2. If edge-cli succeeds, the audio plays normally.
3. If edge-cli is not available or fails, RustPBX sends an `error` event (`{"type":"error","reason":"TTS service not available"}`) to your provider. Your provider should handle this event and return a fallback action (e.g. a `file`-based prompt, or a different flow).
**Important:** Do not return another `tts_text`-based prompt in response to an `error` event — this would cause the same TTS failure again, and RustPBX will send another `error` event (no infinite loop due to the error → fallback → terminal action chain).
---
## 9. Configuration
### Route params (used at runtime)
```json
{
"mode": "step",
"url": "http://localhost:8080/ivr/step",
"headers": {
"Authorization": "Bearer token123"
},
"retry": {
"max_retries": 5,
"timeout_ms": 2000,
"fallback": { "type": "transfer", "target": "operator" }
},
"name": "my-step-ivr"
}
```
| `url` | string | — | Provider HTTP endpoint (POST) |
| `headers` | `Map<string,string>` | `{}` | Custom HTTP headers sent on every provider call |
| `retry.max_retries` | u32 | `3` | Max retry attempts |
| `retry.timeout_ms` | u64 | `1000` | Per‑request timeout in **milliseconds** |
| `retry.fallback` | ActionNode | `{"type":"hangup","prompt":"sounds/error.wav"}` | Action to execute when all retries fail |
| `name` | string | `"step_ivr"` | Display name for tracing |
### Published step.json (IVR Editor creates this, for reference)
```json
{
"mode": "step",
"name": "My IVR",
"url": "https://provider.example.com/ivr/step",
"headers": { "Authorization": "Bearer token123" },
"retry": {
"max_retries": 3,
"timeout_ms": 1000
}
}
```
### Route config (TOML)
```toml
[[routes]]
name = "my_step_ivr"
to_user = "*99"
app = "ivr"
app_params = { mode = "step", url = "http://localhost:8080/ivr/step" }
```
---
## 10. Testing & Debugging
### curl
```bash
SESSION="test_$(date +%s)"
# Session start
curl -X POST http://localhost:8080/ivr/step \
-H "Content-Type: application/json" \
-d "{\"session_id\":\"$SESSION\",\"caller\":\"1001\",\"callee\":\"2000\",\"event\":{\"type\":\"session_start\"}}"
# Simulate DTMF
curl -X POST http://localhost:8080/ivr/step \
-H "Content-Type: application/json" \
-d "{\"session_id\":\"$SESSION\",\"event\":{\"type\":\"dtmf\",\"digit\":\"1\"}}"
# Simulate audio complete
curl -X POST http://localhost:8080/ivr/step \
-H "Content-Type: application/json" \
-d "{\"session_id\":\"$SESSION\",\"event\":{\"type\":\"audio_complete\",\"interrupted\":false}}"
```
### Traces (RustPBX side)
Every step is recorded. View in: IVR Editor → Debug → select session.

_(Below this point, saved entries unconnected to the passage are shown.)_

PR #475, opened 2018-09-13
Clear up condition in AesPatternCryptor

axden:
The condition was the same in meaning,
but a bit confusing in syntax.


axden:
I signed it!

PR #510, opened 2018-11-22
Specify Initial Sequence Number and Use the ISO639 Language Descriptor when available on the input

sammirata:
Here is my original pull request from March with the changes that were suggested. I also have an additional commit for using the ISO639 Language Descriptor when available on the input (the code for this latter fix was found on the issues thread).


sammirata:
Any word on this request? Can you merge the first commit and tell me how to fix the second one?

kqyang:
@sammirata The change looks good to me. Do you mind push the first commit to the original pull request: https://github.com/google/shaka-packager/pull/350 and just keep the second commit in this pull request?

sammirata:
I do not know how to ... The branch was so old that I created a fresh copy on both my machine and github and that is why the two new commits ended up in a new pull request. #350 shows "sammirata wants to merge 1 commit into google:master from unknown repository"
If you guide me, I will be happy to move the commit.

PR #517, opened 2018-11-28
WebVtt parser: Do not fail when we do not recognize a block

sammirata:
WebVtt parser: Do not fail when we do not recognize a block, just skip it instead

### DIFF
--- a/packager/media/formats/webvtt/webvtt_parser.cc
+++ b/packager/media/formats/webvtt/webvtt_parser.cc
@@ -175,7 +175,8 @@ bool WebVttParser::Parse() {
 
     LOG(ERROR) << "Failed to determine block classification:\n"
                << BlockToString(block.data(), block.size());
-    return false;
+    // Ignore the unknown block
+    continue;
   }
 
   return keep_reading_;


packager/media/formats/webvtt/webvtt_parser.cc
```diff
@@ -175,7 +175,8 @@ bool WebVttParser::Parse() {
 
     LOG(ERROR) << "Failed to determine block classification:\n"
```
kqyang: Can you change it to:

```c++
LOG(WARNING) << "Ignore unrecognized block:\n" 
             << BlockToString(block.data(), block.size());
continue;
```
You'll also need to update the test, e.g. the WebVttParserTest.FailToParseCueWithArrowId. You can change it to something like this:

```
TEST_F(WebVttParserTest, IgnoreUnrecognizedBlock) {
  const char* text =
      "WEBVTT\n"
      "\n"
      "-->\n"
      "00:01:00.000 --> 01:00:00.000\n"
      "subtitle\n";

  ASSERT_NO_FATAL_FAILURE(SetUpAndInitializeGraph(text));

  ASSERT_OK(parser_->Run());
}
```

joeyparrish:
Closing due to lack of response.

PR #611, opened 2019-07-11
no else return

Korilakkuma:
### This PR will ...

This PR will unify "no else return".

- Unify code format
- Low nest level

### DIFF
--- a/packager/hls/base/simple_hls_notifier.cc
+++ b/packager/hls/base/simple_hls_notifier.cc
@@ -184,14 +184,15 @@ base::Optional<MediaPlaylist::EncryptionMethod> StringToEncryptionMethod(
     const std::string& method) {
   if (method == "cenc") {
     return MediaPlaylist::EncryptionMethod::kSampleAesCenc;
-  } else if (method == "cbcs") {
+  }
+  if (method == "cbcs") {
     return MediaPlaylist::EncryptionMethod::kSampleAes;
-  } else if (method == "cbca") {
+  }
+  if (method == "cbca") {
     // cbca is a place holder for sample aes.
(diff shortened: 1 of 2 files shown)


kqyang:
@Korilakkuma Thanks for the pull request, but can you please explain the background of this change? What problem is this CL trying to address?

Korilakkuma:
@kqyang Thanks for comment.

> the background of this change

Because it seems using a early return, I fixed code that does not using a early return.

> What problem is this CL trying to address?

This PR will unify coding style and improve readability by low nest level..

packager/hls/base/simple_hls_notifier.cc
```diff
@@ -380,9 +381,8 @@ bool SimpleHlsNotifier::NotifyNewSegment(uint32_t stream_id,
         if (!WriteMediaPlaylist(master_playlist_dir_, playlist))
           return false;
       }
-    } else {
-      if (!WriteMediaPlaylist(master_playlist_dir_, media_playlist.get()))
-        return false;
+    } else if (!WriteMediaPlaylist(master_playlist_dir_, media_playlist.get())) {
+      return false;
```
kqyang: I'd prefer keeping the original style for this one, which is more readable.

Korilakkuma:
@kqyang 

> I don't see a semantics change anywhere. Can you clarify what you mean by "early return"?

Sorry, I mistaken. Correctly, not "early return" but "no else return".

``` C++
if (x) {
  return y;
} else {
  return z;
}
```

->

```C++
if (x) {
  return y;
}

return z;
```

kqyang:
Thanks @Korilakkuma. The change has been merged.

PR #871, opened 2023-07-17
Add ablog plugin

jgostick:


jgostick:
This is more trouble than it's worth...closing

PR #877, opened 2023-07-31
Compute tortuosity using domain decomposition and network modeling

rickyfann:


jgostick:
I'm going to merge this then fix the broken examples in a different PR

PR #922, opened 2024-03-10
Fixing pseudo packing functions

### LINKED ISSUE #575: Add `volume_fraction` as an optional argument to packing generators

### LINKED ISSUE #647: `pseudo_gravity` and `pseudo_electrostatic` packings should have `shape` or `im` as arguments
This is an api breaking change, so no rush.

### LINKED ISSUE #649: `pseudo_gravity_packing` does not work if some spheres already present
I was sure that this function could be used to add smaller spheres onto of exising ones, but as it is now this is giving an error.

### LINKED ISSUE #757: `clearance` arg in pseudo packings not working as it should
I am trying to make a image of single points (r=1) with a clearance of 10, but the pseudo_gravity_packing won't let me.  It complains that a negative particle size is not allowed or something like that. I guess the sanity check I put in there was not robust enough.

### LINKED ISSUE #805: Add a `packed_spheres` function to unify gravity and electrostatic packings
Both the gravity and electrostatic packing work by placing the spheres to be inserted as close to an 'attractor' as possible.  In the case of gravity, it's the bottom edge of the image, in the case of electrostatic it's the user-specified seed points. These could clearly be unified into a single function since the both do the same thing. To be consistent with the other functions this should be called `packed_spheres` (to match `random_spheres` and `lattice_spheres`).

### LINKED ISSUE #916: Redundant `edges` argument in `pseudo_gravity_packing`
The [documentation](https://porespy.org/modules/generated/generated/porespy.generators.pseudo_gravity_packing.html#porespy.generators.pseudo_gravity_packing) and the [function header](https://porespy.org/_modules/porespy/generators/_pseudo_packings.html#pseudo_gravity_packing) include the argument 'edges'. Changing this argument from default value does not change anything in the output.

Checking the source code revealed: it is not used within the function itself.

I would expect either an error/warning when changing the argument from default value or not having this argument at all.

jgostick:
Fixes #916
Fixes #757 
Fixes #649 
Fixes #647
Fixes #575 
Fixes #805

# Dont' Merge This PR Yet, Wait for V3

This PR contains reimplementations of the pseudo-packing functions. I rewrote them using a totally different logic so they don't output the same results as the previous ones (quantitatively different, qualitatively the same).  The new algorithms both use a queue based method and share a good chunk of code.  They seem to be about the same speed, but are much easier to understand now. They also work a lot better.  Not only do the original features all work now, but I have added several new args such as `phi` (solid volume fraction).

Anyway, because these functions return different results, it is technically mandatory to wait until releasing version 3 to merge this PR.


jgostick:
Got pseudo_gravity_packing working well, the clearance and mode args now work.  And adding new spheres to existing structures works...

Figure_1

jgostick:
Now that we have declared the `dev` branch to be "version 3" I think we can merge this PR.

Each entry shows the exact `ProviderContext` sent and the `ActionNode` returned, with timing.
RWI subscribers receive trace entries in real-time (event type: `ivr_step_trace`).
### Reference Implementation
`examples/step_ivr_provider.py` — complete Python provider, zero external dependencies. Covers: session state machine, Prompt → DtmfMenu → Transfer/Queue/Hangup, DTMF timeout handling, invalid digit retry with 3-strike hangup.